### INSTRUCTIONS TO FOLLOW:
What you return should match the data below exactly, with every entry reproduced.

### INFORMATION PROVIDED:

────────────────────

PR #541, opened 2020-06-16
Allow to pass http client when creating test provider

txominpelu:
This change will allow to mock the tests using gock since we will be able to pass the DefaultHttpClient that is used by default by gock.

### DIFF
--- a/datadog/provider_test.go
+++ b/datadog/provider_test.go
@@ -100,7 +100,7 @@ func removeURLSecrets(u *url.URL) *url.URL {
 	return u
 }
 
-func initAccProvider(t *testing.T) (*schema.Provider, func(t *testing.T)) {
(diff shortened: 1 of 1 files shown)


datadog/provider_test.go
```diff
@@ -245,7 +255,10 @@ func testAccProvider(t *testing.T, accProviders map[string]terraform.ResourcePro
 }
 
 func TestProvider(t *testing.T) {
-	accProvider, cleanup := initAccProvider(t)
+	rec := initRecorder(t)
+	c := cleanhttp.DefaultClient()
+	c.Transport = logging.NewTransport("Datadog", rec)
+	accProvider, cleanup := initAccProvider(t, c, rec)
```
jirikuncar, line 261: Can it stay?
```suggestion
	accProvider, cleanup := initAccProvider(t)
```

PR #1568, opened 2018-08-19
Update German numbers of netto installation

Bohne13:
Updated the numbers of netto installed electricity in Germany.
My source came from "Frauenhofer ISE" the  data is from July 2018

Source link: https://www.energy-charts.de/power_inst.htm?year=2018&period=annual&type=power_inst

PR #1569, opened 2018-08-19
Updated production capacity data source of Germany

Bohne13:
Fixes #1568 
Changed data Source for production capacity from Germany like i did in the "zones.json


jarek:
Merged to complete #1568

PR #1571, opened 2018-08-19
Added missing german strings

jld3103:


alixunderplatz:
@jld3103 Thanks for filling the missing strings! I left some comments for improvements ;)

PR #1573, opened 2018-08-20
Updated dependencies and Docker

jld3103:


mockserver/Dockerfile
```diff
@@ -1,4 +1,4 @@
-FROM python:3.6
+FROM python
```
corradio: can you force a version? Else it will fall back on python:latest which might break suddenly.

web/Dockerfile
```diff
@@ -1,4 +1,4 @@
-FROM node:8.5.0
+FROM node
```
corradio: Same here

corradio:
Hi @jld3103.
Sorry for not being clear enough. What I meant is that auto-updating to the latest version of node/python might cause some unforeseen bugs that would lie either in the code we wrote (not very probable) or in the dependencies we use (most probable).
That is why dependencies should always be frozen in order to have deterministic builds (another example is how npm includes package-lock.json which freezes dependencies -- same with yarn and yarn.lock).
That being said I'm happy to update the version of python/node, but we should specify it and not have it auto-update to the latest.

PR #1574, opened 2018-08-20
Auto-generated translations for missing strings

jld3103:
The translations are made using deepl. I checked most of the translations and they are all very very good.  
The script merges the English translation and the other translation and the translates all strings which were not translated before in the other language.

────────────────────

### RESULT OF THE TASK:
PR #541, opened 2020-06-16
Allow to pass http client when creating test provider

txominpelu:
This change will allow to mock the tests using gock since we will be able to pass the DefaultHttpClient that is used by default by gock.

### DIFF
--- a/datadog/provider_test.go
+++ b/datadog/provider_test.go
@@ -100,7 +100,7 @@ func removeURLSecrets(u *url.URL) *url.URL {
 	return u
 }
 
-func initAccProvider(t *testing.T) (*schema.Provider, func(t *testing.T)) {
(diff shortened: 1 of 1 files shown)


datadog/provider_test.go
```diff
@@ -245,7 +255,10 @@ func testAccProvider(t *testing.T, accProviders map[string]terraform.ResourcePro
 }
 
 func TestProvider(t *testing.T) {
-	accProvider, cleanup := initAccProvider(t)
+	rec := initRecorder(t)
+	c := cleanhttp.DefaultClient()
+	c.Transport = logging.NewTransport("Datadog", rec)
+	accProvider, cleanup := initAccProvider(t, c, rec)
```
jirikuncar, line 261: Can it stay?
```suggestion
	accProvider, cleanup := initAccProvider(t)
```

PR #1568, opened 2018-08-19
Update German numbers of netto installation

Bohne13:
Updated the numbers of netto installed electricity in Germany.
My source came from "Frauenhofer ISE" the  data is from July 2018

Source link: https://www.energy-charts.de/power_inst.htm?year=2018&period=annual&type=power_inst

PR #1569, opened 2018-08-19
Updated production capacity data source of Germany

Bohne13:
Fixes #1568 
Changed data Source for production capacity from Germany like i did in the "zones.json


jarek:
Merged to complete #1568

PR #1571, opened 2018-08-19
Added missing german strings

jld3103:


alixunderplatz:
@jld3103 Thanks for filling the missing strings! I left some comments for improvements ;)

PR #1573, opened 2018-08-20
Updated dependencies and Docker

jld3103:


mockserver/Dockerfile
```diff
@@ -1,4 +1,4 @@
-FROM python:3.6
+FROM python
```
corradio: can you force a version? Else it will fall back on python:latest which might break suddenly.

web/Dockerfile
```diff
@@ -1,4 +1,4 @@
-FROM node:8.5.0
+FROM node
```
corradio: Same here

corradio:
Hi @jld3103.
Sorry for not being clear enough. What I meant is that auto-updating to the latest version of node/python might cause some unforeseen bugs that would lie either in the code we wrote (not very probable) or in the dependencies we use (most probable).
That is why dependencies should always be frozen in order to have deterministic builds (another example is how npm includes package-lock.json which freezes dependencies -- same with yarn and yarn.lock).
That being said I'm happy to update the version of python/node, but we should specify it and not have it auto-update to the latest.

PR #1574, opened 2018-08-20
Auto-generated translations for missing strings

jld3103:
The translations are made using deepl. I checked most of the translations and they are all very very good.  
The script merges the English translation and the other translation and the translates all strings which were not translated before in the other language.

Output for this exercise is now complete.